De nouvelles données gouvernementales indiquent un léger répit pour le secteur de l'hôtellerie, les faillites dans l'hébergement et la restauration ayant chuté de 16 % en glissement mensuel en août 202.

Selon les statistiques sur l'insolvabilité des entreprises publiées le 18 octobre, les faillites ont diminué de 29 % par rapport au même mois de 2023. Cette année-là, 380 entreprises ont cessé leurs activités en août en raison de difficultés financières.

Néanmoins, les faillites dans le secteur ont augmenté de 9 % sur l’année jusqu’en août 2024 (de 3 419 sur 12 mois jusqu’en août 2023 à 3 712 sur 12 mois jusqu’en août 2024).

Le secteur hôtelier, en difficulté, a été confronté à une véritable tempête d’inflation élevée et de pénurie chronique de personnel au cours des deux dernières années, alors qu’il était encore en train de se remettre de la pandémie.

Entre-temps, 170 PDG ont envoyé une lettre ouverte à la chancelière, demandant que le gouvernement « fixe les tarifs des entreprises et empêche que les factures des grandes rues du pays ne quadruplent ».

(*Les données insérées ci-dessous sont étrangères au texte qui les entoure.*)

PR #6069, opened 2026-06-30
FINERACT-2621: Upgrade dependencies to Spring Boot 4.1

avivijay19:
## Description

Upgrades the platform to Spring Boot 4.1, and with it Spring Framework 7, Spring Batch 6, Jackson 3, EclipseLink 5, Jersey 4 and JUnit 6.

Most of the 363 changed files are mechanical: package relocations (`org.springframework.batch.core.*` split into `.job` / `.step` / `.infrastructure.*`, `com.fasterxml.jackson` → `tools.jackson`, `org.springframework.lang` → `org.jspecify`, Boot's autoconfigure packages) and API renames. The sections below cover everything that is **not** mechanical — please concentrate review there.

### Dependencies

| | From | To |
| --- | --- | --- |
| Spring Boot | 3.5.15 | 4.1.0 |
| Spring Framework | 6.2 | 7.0 (via BOM) |
| Spring Security | 6.5 | 7.0 (via BOM) |
| Spring Batch | 5.x | 6.0.4 |
| Jackson | 2.x | 3.x (`tools.jackson`) |
| EclipseLink | 4.0.9 | 5.0.1 |
| Jersey | 3.1.11 | 4.0.2 |
| JUnit | 5.14.4 | 6.0.3 |
| springdoc-openapi | 2.8.17 | 3.0.3 |
| REST Assured | 5.5.7 | 6.0.1 |

Notes:
- **Jackson 2 is retained** (`jackson-bom:2.22.1`) for the Jersey REST layer, which stays on Jackson 2 deliberately. Boot 4 no longer auto-configures a Jackson 2 HTTP message converter, so `JerseyJacksonObjectArgumentHandler` binds to the Jersey `ObjectMapper` directly.
- `fineract-client` is pinned back to JUnit 5, because the generated SDK targets Java 8 and JUnit 6 requires JVM 17+.
- `spring-core` is pinned to 6.2.18 **on the buildscript classpath only** — the hierynomus license plugin's transitive `license-maven-plugin` needs a `PropertyPlaceholderHelper` constructor removed in Framework 7. No runtime effect; remove once that plugin ships a compatible release.
- `resilience4j-spring-boot4` is pinned explicitly; the resilience4j BOM does not manage the Boot 4 starter variant.

---

### Database: no migration, restart in any order

**This PR contains no Liquibase changelog.** Spring Batch 6 is made to work against the existing schema instead, so a Batch 5 and a Batch 6 instance can share one database and instances may be restarted in any order.

[...]

PR #6175, opened 2026-07-25
FINERACT-2621: Add CI-only diagnostics for missing external events in e2e

avivijay19:
## Description

Extracted from #6069, where review asked for these e2e changes to be raised in a separate PR since they are not part of the Spring Boot upgrade itself.

- When an event assertion times out, the step now queries the internal external events endpoint and logs whether the event was never persisted to `m_external_event` or was persisted but never delivered to the broker. A timeout alone cannot tell these two stages apart, which makes intermittent CI failures hard to attribute. Controlled by `EVENT_FAILURE_DIAGNOSTICS_ENABLED`, off by default and set only in the e2e workflow, and it only runs after an assertion has already failed, so passing runs are unaffected.
- `loanAccountDataV1Check` consumes the latest received event of the asserted type, which can be a stale predecessor when earlier steps raised events of the same type for the same loan. The verification is now retried so each attempt consumes the next event as it arrives.

## Checklist

### DIFF
--- a/fineract-e2e-tests-core/src/test/java/org/apache/fineract/test/messaging/EventFailureDiagnostics.java
+++ b/fineract-e2e-tests-core/src/test/java/org/apache/fineract/test/messaging/EventFailureDiagnostics.java
@@ -1,0 +1,132 @@
+/**
+ * Licensed to the Apache Software Foundation (ASF) under one
+ * or more contributor license agreements. See the NOTICE file
+ * distributed with this work for additional information
+ * regarding copyright ownership. The ASF licenses this file
+ * to you under the Apache License, Version 2.0 (the
+ * "License"); you may not use this file except in compliance
+ * with the License. You may obtain a copy of the License at
+ *
+ * http://www.apache.org/licenses/LICENSE-2.0
+ *
+ * Unless required by applicable law or agreed to in writing,
+ * software distributed under the License is distributed on an
+ * "AS IS" BASIS, WITHOUT WARRANTIES OR CONDITIONS OF ANY
+ * KIND, either express or implied. See the License for the
+ * specific language governing permissions and limitations
+ * under the License.
+ */
+package org.apache.fineract.test.messaging;
+
+import static org.apache.fineract.client.feign.util.FeignCalls.ok;
+
+import com.google.gson.Gson;
+import com.google.gson.reflect.TypeToken;
+import java.lang.reflect.Type;
+import java.util.List;
+import java.util.Map;
+import lombok.RequiredArgsConstructor;
+import lombok.extern.slf4j.Slf4j;
+import org.apache.fineract.client.feign.FineractFeignClient;
+import org.apache.fineract.test.messaging.config.EventProperties;
+import org.apache.fineract.test.messaging.store.EventStore;
+import org.springframework.stereotype.Component;
+
+/**
+ * Explains why an event assertion timed out.
+ *
+ * <p>
+ * An event only reaches the test through two independent stages: it must be persisted into {@code m_external_event} by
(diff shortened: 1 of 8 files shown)


fineract-e2e-tests-core/src/test/java/org/apache/fineract/test/messaging/EventFailureDiagnostics.java
```diff
@@ -0,0 +1,129 @@
...
+            return;
+        }
+        try {
+            final String rawJson = ok(() -> fineractClient.internalExternalEvents().getExternalEvents(eventName, aggregateRootId));
+            final List<Map<String, Object>> persisted = GSON.fromJson(rawJson, EVENT_LIST_TYPE);
+
+            log.error("=== EVENT DIAGNOSTICS: {} (aggregateRootId={}, expected payLoad.id={}) ===", eventName, aggregateRootId,
+                    expectedPayloadId);
+
+            if (persisted == null || persisted.isEmpty()) {
```
Aman-Mittal, line 83: like this may be better 

if (persisted == null || persisted.isEmpty()) {
    log.error("""
            VERDICT: NOT PERSISTED - server has no '{}' event for aggregateRootId={}.
            The event was never written to m_external_event, so the loss is upstream of the sender job
            (event not raised, or discarded before/at transaction commit).
            """,
            eventName, aggregateRootId);
} else if (containsPayloadId(persisted, expectedPayloadId)) {
    log.error("""
            VERDICT: PERSISTED BUT NOT DELIVERED - server persisted a '{}' event with payLoad.id={},
            but it never reached the test's JMS listener within {}ms.
            The loss is in delivery (sender job selection, broker publish, or test-side consumption).
            """,
            eventName, expectedPayloadId, timeoutMs);
}

fineract-e2e-tests-core/src/test/java/org/apache/fineract/test/messaging/event/EventCheckHelper.java
```diff
@@ -184,6 +184,24 @@ private void loanAccountDataV1Check(Class<? extends AbstractLoanEvent> eventClaz
         GetLoansLoanIdResponse body = ok(() -> fineractClient.loans().retrieveOneLoan(loanId,
                 Map.of("staffInSelectedOfficeOnly", false, "associations", "all", "exclude", "", "fields", "")));
 
+        // Earlier steps may have raised events of the same type for this loan; assertEvent consumes the
+        // latest one received, which is a stale predecessor when the newest event is still in transit.
+        // Each attempt consumes one event, so retrying waits for the next one to arrive.
+        int attemptsLeft = 3;
+        while (true) {
```
Aman-Mittal: using for loop may be more cleaner compare to while loop and extract to helper function

fineract-e2e-tests-core/src/test/java/org/apache/fineract/test/messaging/EventFailureDiagnostics.java
avivijay19: Done, switched to text blocks. Kept the third `else` branch as well — that's the case where the event is persisted but under a different `payLoad.id`.

fineract-e2e-tests-core/src/test/java/org/apache/fineract/test/messaging/event/EventCheckHelper.java
avivijay19: Done, extracted to `retryOnAssertionError(maxAttempts, Runnable)` with a for loop.

Aman-Mittal (dismissed):
LGTM

adamsaghy (approved):
LGTM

Saxon Moseley, associé et responsable des loisirs et de l'hôtellerie au sein du cabinet leader d'audit, de fiscalité et de conseil RSM UK, a commenté : « La diminution mensuelle des insolvabilités sera une bonne nouvelle pour le secteur. Les entreprises hôtelières ont connu une croissance lente mais régulière de leurs revenus au cours de l'été, tandis que les postes vacants, les coûts de restauration et l'inflation des services ont tous diminué ces derniers mois, ce qui laisse présager un apaisement des pressions sur les marges qui ont mis les opérateurs sous pression.

«Cependant, dès ce mois-ci, les entreprises ont dû prendre en compte la nouvelle législation sur les pourboires et se familiariser avec les changements proposés aux pratiques de travail dans le cadre du projet de loi sur les droits en matière d'emploi. Des inquiétudes grandissent quant à l'impact du budget sur la confiance des consommateurs et sur le coût de l'emploi du personnel, ce qui pourrait avoir un impact négatif sur le secteur. En tant qu’industrie qui emploie un grand nombre de personnes, tout changement lié à l’emploi risque d’avoir un impact disproportionné sur le secteur.